This invention relates to an eye examining apparatus, and more particularly to an eye examining apparatus for measuring the optical transfer function of an optical system of a patient's eye.
An abnormality detecting apparatus for detecting abnormality in an optical system of a patient's eye caused by opacity of the lens or vitreous body of the patient's eye or the like by detecting the amount of reflected light, utilizing a refraction measurement system for measuring the refraction of a patient's eye, has heretofore been known as an eye examining apparatus.

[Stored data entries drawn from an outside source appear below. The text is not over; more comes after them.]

PR #6181, opened 2022-03-08
feat(zoom): Add Zoom integration provider

Dschoordsch:
Add createVideoMeeting mutation which can create a new zoom meeting and
returns the link. Zoom is added as an intagration provider and primed
during postdeploy. The OAuth2 flow currently is triggered only from a
provider row.

TODO:
- [ ] finish integration provider row (remove menu, icon)
- [ ] prompt to integrate when there's no active zoom integration before calling create video meeting mutation

Resolves:
* #6187


mattkrick:
PR housekeeping: should we keep this open?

As a method for examining abnormality in the optical system of an eye, a method has also been proposed or measuring the refraction across any possible diameter of a patient's eye and inferring abnormality in the optical system of the patient's eye from the scattering of these measured values.
In the above-described conventional eye examining apparatus, however, if there is opacity in the common region where both the light beam which enters the retina and the light beam reflected from the retina pass, the light beam reflected from the opacity mixes with the light beam reflected from the retina. As a result, this opacity may not be detected as abnormality in an abnormality detecting system which detects opacity of a body subject to light transmission.
Furthermore, in the method of detecting abnormality of the optical system of an eye, when opacity is generated in the vicinity of the retina of the patient's eye, the opacity has an influence on the refraction in the direction of relevant diameter, but if opacity is generated in the vicinity of the pupil, the light beam to be measured in all diametric directions passes through the opacity, so that there is no scattering of the measured values with respect to each diameter, which inconveniently makes it impossible to detect the opacity.